In one embodiment, the surface of the adsorbing member 20 disposed above the fuse member 13 may directly contact or retain a gap with the fuse member 13, and the gap must have a distance to produce an adsorption effect. If there is a gap, the thickness of the gap is not more than 1.5 mm, preferably not more than 1 mm, preferably not more than 0.5 mm, and can be filled with a solder paste (not shown). The action of the adsorbing member 20 and the solder paste is to adsorb the metal at the time of melting the aggregated fuse 13 from above to prevent the flow of the fuse 13 from flowing around. The gap may also be filled with rosin or other soft metal or flux, but still needs to be adsorbed from above. The function of the molten metal of the fusion fuse 13 is collected. The position of the heating member 14 corresponds to the fuse member 13, so that heat generated by the heating member 14 can be efficiently transmitted to the fuse member 13 to melt the fuse member 13.

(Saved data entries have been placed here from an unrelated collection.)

PR #656, opened 2017-01-09
Improve `frames` support in graph_objs.py.

### LINKED ISSUE #604: Better Integrate `frames` into `Figure`
Referring to fix in https://github.com/plotly/plotly.py/pull/584 -> https://github.com/plotly/plotly.py/blob/a156503b275763a3ec7738f5f251b93597824ed0/plotly/graph_objs/graph_objs.py#L839

@theengineear

theengineear:
This does the following:

* Allow object-or-string in frames array
* Refuse `frames` in frame object if nested
* Map frame entry `data` and `layout` objects to `figure` attribute information.
* Tests this functionality

Fixes #604

### DIFF
--- a/plotly/graph_objs/graph_objs.py
+++ b/plotly/graph_objs/graph_objs.py
@@ -787,7 +787,7 @@ class GraphObjectFactory(object):
 
         # We patch Figure and Data, so they actually require the subclass.
         class_name = graph_reference.OBJECT_NAME_TO_CLASS_NAME.get(object_name)
-        if class_name in ['Figure', 'Data']:
+        if class_name in ['Figure', 'Data', 'Frames']:
             return globals()[class_name](*args, **kwargs)
         else:
             kwargs['_name'] = object_name
@@ -1097,7 +1097,7 @@ class Figure(PlotlyDict):
     """
     Valid attributes for 'figure' at path [] under parents ():
     
-        ['data', 'layout']
+        ['data', 'frames', 'layout']
     
     Run `<figure-object>.help('attribute')` on any of the above.
     '<figure-object>' is the object at []
@@ -1108,22 +1108,7 @@ class Figure(PlotlyDict):
     def __init__(self, *args, **kwargs):
         super(Figure, self).__init__(*args, **kwargs)
         if 'data' not in self:
-            self.data = GraphObjectFactory.create('data', _parent=self,
-                                                  _parent_key='data')
-
-    # TODO better integrate frames into Figure - #604
-    def __setitem__(self, key, value, **kwargs):
-        if key == 'frames':
-            super(PlotlyDict, self).__setitem__(key, value)
-        else:
-            super(Figure, self).__setitem__(key, value, **kwargs)
-
-    def _get_valid_attributes(self):
-        super(Figure, self)._get_valid_attributes()
-        # TODO better integrate frames into Figure - #604
-        if 'frames' not in self._valid_attributes:
-            self._valid_attributes.add('frames')
-        return self._valid_attributes
+            self.data = Data(_parent=self, _parent_key='data')
 
     def get_data(self, flatten=False):
         """
@@ -1241,8 +1226,45 @@ class Font(PlotlyDict):
     _name = 'font'
 
 
-class Frames(dict):
-    pass
+class Frames(PlotlyList):
+    """
+    Valid items for 'frames' at path [] under parents ():
+        ['dict']
+
+    """
+    _name = 'frames'
+
+    def _value_to_graph_object(self, index, value, _raise=True):
+        if isinstance(value, six.string_types):
+            return value
+        return super(Frames, self)._value_to_graph_object(index, value,
+                                                          _raise=_raise)
+
+    def to_string(self, level=0, indent=4, eol='\n',
+                  pretty=True, max_chars=80):
+        """Get formatted string by calling `to_string` on children items."""
+        if not len(self):
+            return "{name}()".format(name=self._get_class_name())
+        string = "{name}([{eol}{indent}".format(
+            name=self._get_class_name(),
+            eol=eol,
+            indent=' ' * indent * (level + 1))
+        for index, entry in enumerate(self):
+            if isinstance(entry, six.string_types):
+                string += repr(entry)
+            else:
+                string += entry.to_string(level=level+1,
+                                          indent=indent,
+                                          eol=eol,
+                                          pretty=pretty,
+                                          max_chars=max_chars)
+            if index < len(self) - 1:
+                string += ",{eol}{indent}".format(
+                    eol=eol,
+                    indent=' ' * indent * (level + 1))
+        string += (
+            "{eol}{indent}])").format(eol=eol, indent=' ' * indent * level)
+        return string
 
 
 class Heatmap(PlotlyDict):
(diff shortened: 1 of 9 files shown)


theengineear:
@Kully and I hacked in frames support when we were in a rush. This improves how `frames` is integrated into the `Figure` object. Since `frames` is basically considered an array of `Figure` objects.

Still working on this one, since I think saying that an entry in a `Frames` array is a `Figure` is misleading, imo...

theengineear:
Can't add `Frame` since it conflicts with `animation.frame` and the name doesn't matter since we're not exposing it :). I chose `frame_entry`, which does *not* become a public class because there's no need to patch the object. Note how it ends up as `dict( .. )` in the `to_string()` call.

plotly/graph_objs/graph_objs.py
```diff
@@ -1241,8 +1226,45 @@ class Font(PlotlyDict):
...
+    """
+    Valid items for 'frames' at path [] under parents ():
+        ['dict']
+
+    """
+    _name = 'frames'
+
+    def _value_to_graph_object(self, index, value, _raise=True):
+        if isinstance(value, six.string_types):
+            return value
```
theengineear: This is a patch to allow a `string` in the `frames` array.

plotly/graph_objs/graph_objs.py
```diff
@@ -1241,8 +1226,45 @@ class Font(PlotlyDict):
...
+        """Get formatted string by calling `to_string` on children items."""
+        if not len(self):
+            return "{name}()".format(name=self._get_class_name())
+        string = "{name}([{eol}{indent}".format(
+            name=self._get_class_name(),
+            eol=eol,
+            indent=' ' * indent * (level + 1))
+        for index, entry in enumerate(self):
+            if isinstance(entry, six.string_types):
+                string += repr(entry)
```
theengineear: Another patch to allow a string in the `frames` array. This sorta sucks since it's not possible to `super`... but I'm not terribly concerned.

plotly/graph_objs/graph_objs_tools.py
```diff
@@ -35,8 +35,14 @@ def get_help(object_name, path=(), parent_object_names=(), attribute=None):
...
-    items_classes = [graph_reference.string_to_class_name(item)
-                     for item in items]
+    items_classes = set()
+    for item in items:
+        if item in graph_reference.OBJECT_NAME_TO_CLASS_NAME:
+            items_classes.add(graph_reference.string_to_class_name(item))
+        else:
+            # There are no lists objects which can contain list entries.
+            items_classes.add('dict')
+    items_classes = list(items_classes)
```
theengineear: This allows us to print `dict` in a list's `to_string()` return if the item isn't a publicly-available `class`.

plotly/graph_reference.py
```diff
@@ -410,12 +410,25 @@ def _patch_objects():
...
     OBJECTS['figure'] = {'meta_paths': [],
                          'attribute_paths': [],
                          'additional_attributes': figure_attributes}
 
+    frame_entry_attributes = {
+        'data': {'role': 'object', '_isLinkedToArray': True},
+        'group': {'role': 'info'},
+        'layout': {'role': 'object'},
+        'name': {'role': 'info'}
+    }
```
theengineear: @etpinard or @rreusser Is this information available anywhere? I don't really want to hard-code these. If it's *not* available, mind helping me to flesh out this list of valid attributes for a `figure.frames[*]` entry?

rreusser: Unfortunately there's not a dedicated doc page since this doesn't currently live on the plot scheme. In lieu of that, the attributes are defined [here](https://github.com/plotly/plotly.js/blob/master/src/plots/frame_attributes.js). @etpinard is there some way I can add these to the plot schema? The way animation config and frame attributes live outside of the rest of plotly is driving me a little crazy.

theengineear: Awesome! That'll do for now!

etpinard: Those are now part of the plot schema:

image

theengineear: oh damn boom!

theengineear: @etpinard , trying to grok `datasrc`, that one's a little confusing for me. How do you `src` an array of *objects*?

Also, `traces` are meant to be stored in a `Grid`? I.e., it's definitely not `info`, right? (just to confirm).

etpinard: Oh `datasrc` shouldn't be in there. Same for `tracessrc`.

theengineear:
@etpinard , OK, this would work well from the Python side of things for the `frames` object:

```
    "frames": {
        "items": {
            "frames_entry": {
                "baseframe": {
                    "description": "The name of the frame into which this frame's properties are merged before applying. This is used to unify properties and avoid needing to specify the same values for the same properties in multiple frames.",
                    "role": "info",
                    "valType": "string"
                },
                "data": {
                    "description": "A list of traces this frame modifies. The format is identical to the normal trace definition.",
                    "role": "object",
                    "valType": "any"
                },
                "group": {
                    "description": "An identifier that specifies the group to which the frame belongs, used by animate to select a subset of frames.",
                    "role": "info",
                    "valType": "string"
                },
                "layout": {
                    "role": "object",
                    "description": "Layout properties which this frame modifies. The format is identical to the normal layout definition.",
                    "valType": "any"
                },
                "name": {
                    "description": "A label by which to identify the frame",
                    "role": "info",
                    "valType": "string"
                },
                "traces": {
                    "description": "A list of trace indices that identify the respective traces in the data attribute",
                    "role": "info",
                    "valType": "info_array"
                },
                "role": "object"
            }
        },
        "role": "object"
    },
```

The name `frames_entry` is up for discussion but it would greatly help me if it's unique in the plot-schema, fwiw... i.e., not `frame`. This is because it's tricky to map `data` and `layout` attrs properly inside `frames_entry` objects.

Note that `FrameEntry` will *not* be a name that is exposed to users in the Python API, it's merely helpful for mapping attrs.

theengineear:
OK, I "updated" the default schema with what I'd *like* to be in there. Obviously not ready to merge since this isn't a real reflection of the plot-schema, I just figured It'd be helpful.

theengineear:
Oh right, we have a test on the schema anyhow so I *can't* merge it 😊

etpinard:
@theengineear done (I think) in https://github.com/plotly/plotly.js/pull/1292

plotly/graph_reference.py
```diff
@@ -68,9 +68,62 @@ def get_graph_reference():
     """
     path = os.path.join('package_data', 'default-schema.json')
     s = resource_string('plotly', path).decode('utf-8')
-    graph_reference = _json.loads(s)
+    graph_reference = utils.decode_unicode(_json.loads(s))
+
+    # TODO: Patch in frames info until it hits streambed. See #659
+    graph_reference['frames'] = {
```
theengineear: Just patching in what I'm expecting to see here. This means that we don't need to wait for any changes to land on Plotly prod and can get this into `1.X` *now*. I'll remove this once that changes.

theengineear:
@Kully, this look OK to you? Mind giving it a review?

Kully:
> @Kully, this look OK to you? Mind giving it a review?

Yeah, will do today.

Kully:
> Yeah, will do today.

@theengineear 💃  Looks like a lot of work you had to do! 😅

theengineear:
Yah, the fact that you can have `data` and `layout` inside the `frame` was tricky. We *could* have just fixed this in `plot-schema`, but that would have taken a *whole* lot more work I think.

theengineear:
Cool, I'm able to play around and make frames and such using the python api lib still. Gonna update changelog and merge.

In some cases, when the fuse member 13 is blown, the second planar substrate 12 is likely to be cracked if overheated, and a heat conductive layer (for example, a silver metal layer or a thermal conductivity greater than 50 W) may be printed on the upper surface of the second planar substrate 12. /m·K or a material of 100 W/m·K) to enhance thermal runaway to prevent cracking of the second planar substrate 12. An insulating layer can then be formed over the silver metal layer while preventing the silver metal layer from causing undesired short circuit problems.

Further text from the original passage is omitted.